Just 11-months after making a splash in a $4.4 billion IPO, Didi shareholders made official Monday what has long been considered inevitable and approved a plan to delist its shares from the New York Stock Exchange.
With formal paperwork now set to be filed with the Securities and Exchange Committee on June 2nd, Didi becomes the latest casualty caught between a tech crackdown back home and growing regulatory skepticism in the U.S.
“The last 12 months have been an incredibly wild ride for Chinese tech stocks, but I don’t think it could’ve been wilder than Didi,” said Drew Bernstein, Managing Partner at Marcum Bernstein and Pichuk. “Within just a few weeks of listing, it literally became a train wreck.”
Didi’s withdrawal from the U.S. marks an extraordinary downfall, brought on by heightened regulatory scrutiny in China. Just days after it debuted in New York, reports revealed the Cyberspace Administration of China (CAC), the country’s cybersecurity watchdog, had urged Didi to delay its listing because of concerns around its network security. Within days, authorities banned the service from app stores. Unable to sign up new users, the company has seen its shares plunge 90 percent from its IPO price, erasing $60 billion off of its market cap.

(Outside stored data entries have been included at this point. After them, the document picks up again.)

PR #14345, opened 2022-08-15
tests: Migrate watch test to common framework

nic-chen:
Part of https://github.com/etcd-io/etcd/issues/13637

### DIFF
--- a/tests/common/watch_test.go
+++ b/tests/common/watch_test.go
@@ -1,0 +1,82 @@
+package common
+
+import (
+	"context"
+	"testing"
+	"time"
+
+	"github.com/stretchr/testify/assert"
+	"go.etcd.io/etcd/tests/v3/framework/config"
+	"go.etcd.io/etcd/tests/v3/framework/testutils"
+)
+
+func TestWatch(t *testing.T) {
+	testRunner.BeforeTest(t)
+	watchTimeout := 1 * time.Second
+	for _, tc := range clusterTestCases {
+		t.Run(tc.name, func(t *testing.T) {
+			ctx, cancel := context.WithTimeout(context.Background(), 20*time.Second)
+			defer cancel()
+			clus := testRunner.NewCluster(ctx, t, tc.config)
+
+			defer clus.Close()
+			cc := clus.Client()
+			testutils.ExecuteUntil(ctx, t, func() {
+				tests := []struct {
+					puts     []testutils.KV
+					watchKey string
+					opts     config.WatchOptions
+					wanted   []testutils.KV
+				}{
+					{ // watch by revision
+						puts:     []testutils.KV{{Key: "bar", Val: "revision_1"}, {Key: "bar", Val: "revision_2"}, {Key: "bar", Val: "revision_3"}},
+						watchKey: "bar",
+						opts:     config.WatchOptions{Revision: 3},
+						wanted:   []testutils.KV{{Key: "bar", Val: "revision_2"}, {Key: "bar", Val: "revision_3"}},
+					},
+					{ // watch 1 key
+						puts:     []testutils.KV{{Key: "sample", Val: "value"}},
+						watchKey: "sample",
+						opts:     config.WatchOptions{Revision: 1},
+						wanted:   []testutils.KV{{Key: "sample", Val: "value"}},
+					},
+					{ // watch 3 keys by prefix
+						puts:     []testutils.KV{{Key: "foo1", Val: "val1"}, {Key: "foo2", Val: "val2"}, {Key: "foo3", Val: "val3"}},
+						watchKey: "foo",
+						opts:     config.WatchOptions{Revision: 1, Prefix: true},
+						wanted:   []testutils.KV{{Key: "foo1", Val: "val1"}, {Key: "foo2", Val: "val2"}, {Key: "foo3", Val: "val3"}},
+					},
+					{ // watch 3 keys by range
+						puts:     []testutils.KV{{Key: "key1", Val: "val1"}, {Key: "key3", Val: "val3"}, {Key: "key2", Val: "val2"}},
+						watchKey: "key",
+						opts:     config.WatchOptions{Revision: 1, RangeEnd: "key3"},
+						wanted:   []testutils.KV{{Key: "key1", Val: "val1"}, {Key: "key2", Val: "val2"}},
+					},
+				}
+
+				for _, tt := range tests {
+					wCtx, wCancel := context.WithCancel(ctx)
+					wch := cc.Watch(wCtx, tt.watchKey, tt.opts)
+					if wch == nil {
+						t.Fatalf("failed to watch %s", tt.watchKey)
+					}
+
+					for j := range tt.puts {
+						if err := cc.Put(tt.puts[j].Key, tt.puts[j].Val, config.PutOptions{}); err != nil {
+							t.Fatalf("can't not put key %q, err: %s", tt.puts[j].Key, err)
+						}
+					}
+
+					kvs, err := testutils.KeyValuesFromWatchChan(wch, len(tt.wanted), watchTimeout)
+					if err != nil {
+						wCancel()
+						t.Fatalf("failed to get key-values from watch channel %s", err)
+					}
+
+					wCancel()
+					assert.Equal(t, tt.wanted, kvs)
+				}
+			})
+		})
+	}
+}
--- a/tests/framework/e2e/etcdctl.go
+++ b/tests/framework/e2e/etcdctl.go
@@ -15,6 +15,7 @@
 package e2e
 
 import (
+	"context"
 	"encoding/json"
 	"fmt"
 	"io"
@@ -102,6 +103,7 @@ func (ctl *EtcdctlV3) Get(key string, o config.GetOptions) (*clientv3.GetRespons
 		if err != nil {
 			return nil, err
 		}
+		defer cmd.Close()
 		_, err = cmd.Expect("Count")
 		return &resp, err
 	}
@@ -145,6 +147,7 @@ func (ctl *EtcdctlV3) Txn(compares, ifSucess, ifFail []string, o config.TxnOptio
 	if err != nil {
 		return nil, err
 	}
+	defer cmd.Close()
 	_, err = cmd.Expect("compares:")
 	if err != nil {
 		return nil, err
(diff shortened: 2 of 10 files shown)


tests/common/watch_test.go
```diff
@@ -0,0 +1,132 @@
...
+	"time"
+
+	"github.com/stretchr/testify/assert"
+	"go.etcd.io/etcd/tests/v3/framework/config"
+	"go.etcd.io/etcd/tests/v3/framework/testutils"
+)
+
+func TestWatch(t *testing.T) {
+	testRunner.BeforeTest(t)
+	tcs := []struct {
```
serathius, line 16: Why use different list of cluster setups than default?

tests/common/watch_test.go
```diff
@@ -0,0 +1,132 @@
...
+					{ // watch 3 keys by range
+						puts:     []testutils.KV{{Key: "key1", Val: "val1"}, {Key: "key3", Val: "val3"}, {Key: "key2", Val: "val2"}},
+						watchKey: "key",
+						opts:     config.WatchOptions{Revision: 1, RangeEnd: "key3"},
+						wanted:   []testutils.KV{{Key: "key1", Val: "val1"}, {Key: "key2", Val: "val2"}},
+					},
+				}
+
+				for i, tt := range tests {
+					wCtx, wCancel := context.WithCancel(context.Background())
```
serathius, line 84:
```suggestion
					wCtx, wCancel := context.WithCancel(ctx)
```

tests/common/watch_test.go
```diff
@@ -0,0 +1,132 @@
...
+					wch := cc.Watch(wCtx, tt.watchKey, tt.opts)
+					if wch == nil {
+						t.Fatalf("failed to watch %s", tt.watchKey)
+					}
+
+					errs := make(chan error, 1)
+					go func(i int, puts []testutils.KV) {
```
serathius, line 91: Does this need to be in separate goroutine? With open watch you should be able to do puts synchronously.

tests/common/watch_test.go
```diff
@@ -0,0 +1,132 @@
...
+						defer close(errs)
+						for j := range puts {
+							if err := cc.Put(puts[j].Key, puts[j].Val, config.PutOptions{}); err != nil {
+								errs <- fmt.Errorf("can't not put key %q, err: %s", puts[j].Key, err)
+								break
+							}
+						}
+						errs <- nil
+						// sleep some time for watch
+						time.Sleep(100 * time.Millisecond)
```
serathius, line 101: Is this sleep needed?

serathius: Please update comment to explain why.

tests/common/watch_test.go
```diff
@@ -0,0 +1,132 @@
...
+					}(i, tt.puts)
+
+					err := <-errs
+					if err != nil {
+						t.Fatal(err)
+					}
+
+					var kvs []testutils.KV
+				ForLoop:
```
serathius, line 110: Move this whole loop that reads KV to separate function.

tests/framework/e2e/etcdctl.go
```diff
@@ -545,9 +554,73 @@ func (ctl *EtcdctlV3) spawnJsonCmd(output interface{}, args ...string) error {
...
+				lines := proc.Lines()
+				for _, line := range lines {
+					var resp clientv3.WatchResponse
+					json.Unmarshal([]byte(line), &resp)
+					if resp.Canceled {
+						close(ch)
+						return
+					}
+					if len(resp.Events) > 0 {
+						// if the mod revision for the event is smaller than the current mod revision,
```
serathius, line 602: This looks suspicious. Why this is a problem for e2e tests and not integration tests? That would mean that etcd client library handles it but etcdctl not?

serathius:
Left some small comments, but overall looks great! Good job.

tests/common/watch_test.go
nic-chen: sure, updated.

tests/common/watch_test.go
nic-chen: fixed.

tests/common/watch_test.go
nic-chen: removed the goroutine.

tests/common/watch_test.go
nic-chen: removed.

tests/common/watch_test.go
nic-chen: done.

tests/framework/e2e/etcdctl.go
nic-chen: updated to comments. please take a look.

tests/framework/testutils/helpters.go
```diff
@@ -35,3 +38,28 @@ func KeyValuesFromGetResponse(resp *clientv3.GetResponse) (kvs []KV) {
...
+
+func KeyValuesFromWatchChan(wch clientv3.WatchChan, wantedLen int, timeout time.Duration) (kvs []KV, err error) {
+ForLoop:
+	for {
+		select {
+		case watchResp, ok := <-wch:
+			if ok {
+				kvs = append(kvs, KeyValuesFromWatchResponse(watchResp)...)
+				if len(kvs) == wantedLen {
+					break ForLoop
```
serathius, line 57:
```suggestion
					return kvs, nil
```

tests/framework/testutils/helpters.go
```diff
@@ -35,3 +38,28 @@ func KeyValuesFromGetResponse(resp *clientv3.GetResponse) (kvs []KV) {
...
+
+func KeyValuesFromWatchResponse(resp clientv3.WatchResponse) (kvs []KV) {
+	for _, event := range resp.Events {
+		kvs = append(kvs, KV{Key: string(event.Kv.Key), Val: string(event.Kv.Value)})
+	}
+	return kvs
+}
+
+func KeyValuesFromWatchChan(wch clientv3.WatchChan, wantedLen int, timeout time.Duration) (kvs []KV, err error) {
+ForLoop:
```
serathius, line 50: No need for this label if we use return instead.

tests/framework/testutils/helpters.go
nic-chen: updated.

tests/framework/testutils/helpters.go
nic-chen: removed.

tests/framework/e2e/etcdctl.go
```diff
@@ -545,9 +554,75 @@ func (ctl *EtcdctlV3) spawnJsonCmd(output interface{}, args ...string) error {
...
+				lines := proc.Lines()
+				for _, line := range lines {
+					var resp clientv3.WatchResponse
+					json.Unmarshal([]byte(line), &resp)
+					if resp.Canceled {
+						close(ch)
+						return
+					}
+					if len(resp.Events) > 0 {
+						// Since `proc.Lines()` returns all the content currently read,
```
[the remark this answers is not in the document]
nic-chen: Updated. Thanks for the suggestion. I thought about it but didn't make it happen.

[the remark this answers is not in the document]
serathius: Looks great!

serathius (approved):

tests/framework/e2e/etcdctl.go
```diff
@@ -545,9 +554,55 @@ func (ctl *EtcdctlV3) spawnJsonCmd(output interface{}, args ...string) error {
...
+	if opts.Revision != 0 {
+		args = append(args, "--rev", fmt.Sprint(opts.Revision))
+	}
+	proc, err := SpawnCmd(args, nil)
+	if err != nil {
+		return nil
+	}
+
+	ch := make(chan clientv3.WatchResponse)
+	go func() {
```
ahrtr, line 584: Have you considered to wait for the goroutine to exit when the test case finish?

nic-chen: hi, @ahrtr 
 the goroutine will exit by context cancel when the test finishes, see: https://github.com/etcd-io/etcd/pull/14345/files#diff-70546f01c62cf8d453ef453d51b64bbdc664e39613453b572120148a77600a08R76

ahrtr: It's possible (although with low possibility) that the test case finish before the goroutine exit, eventually the test might report goroutine leak errors. Our pipeline fails due to this kind of error from time to time. So for safety, we need to make sure the goroutine exits before the the test case returns/exits.

serathius: I don't think this is a problem. We should be good as long as we propagate signal to goroutine that causes it to exit. It's up to leak detection to wait for this signal to propagate. If you read the etcd test goroutine leak implementation, it gives test up to 5 seconds to cleanup it's goroutines and explicitly gives them time to execute by calling `runtime.Gosched()`.

nic-chen: I think we could merge it first. If there is a real problem, I will fix it. What do you think? @serathius @ahrtr

serathius: I think @ahrtr is worried that the problem will not just imminently show up after merging. Leak goroutine issues like this one are very subtle (for example I cannot reproduce this issue locally at all), so I understand his position.

I still think my argument holds and this should not be a problem, but I would prefer to wait for confirmation from @ahrtr

ahrtr: > If you read the etcd test goroutine leak implementation, it gives test up to 5 seconds to cleanup its goroutines and uses `runtime.Gosched()` to give goroutine time to execute and exit.

The goroutine leak checker indeed waits up to [1 second](https://github.com/etcd-io/etcd/blob/e363480089783aff0d1c26586f703d31223cef5d/client/pkg/testutil/leak.go#L117) in the `afterTest` check. 

This is just a mitigation solution instead of best practice to me. We should always make sure gracefully shutdown of all threads/goroutines in almost all cases, including production code and test code, unless the cases that we intentionally create.

Previously we also saw a situation that a test case (in test code) or the main goroutine (in production code) already finishes/exits, but a goroutine it creates still prints log, and it isn't allowed by golang. Of course, I do not see such issue in this PR.

I just searched the repo, there are lots of similar cases which create goroutines but do not gracefully shutdown them. It's OK to merge this PR for now. But I'd like to revisit all such cases afterwards in separate PR(s).  WDYT? @serathius @spzala

serathius: I agree the is a problem worth looking into.

serathius:
Merging as we agreed to follow up with separate PRs.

In an SEC filing this month, the world’s largest ride-hailing firm acknowledged that it would be unable to resume its normal business until China’s cybersecurity review was complete.
While Didi’s shares are formally expected to be delisted next month, Bernstein, who consults Chinese firms looking to list in the U.S, said the ramifications from its tumultuous journey is likely to hang over other firms eyeing an American listing.
“Given the vast amount of data that Didi stores on its service, the company is kind of this extreme case of how the largest consumer tech companies in China are suddenly viewed as these strategically sensitive companies by the government,” Bernstein said. “It appears that China’s very, very reluctant to allow these kind of mega-unicorns that provide essential infrastructure to list offshore.”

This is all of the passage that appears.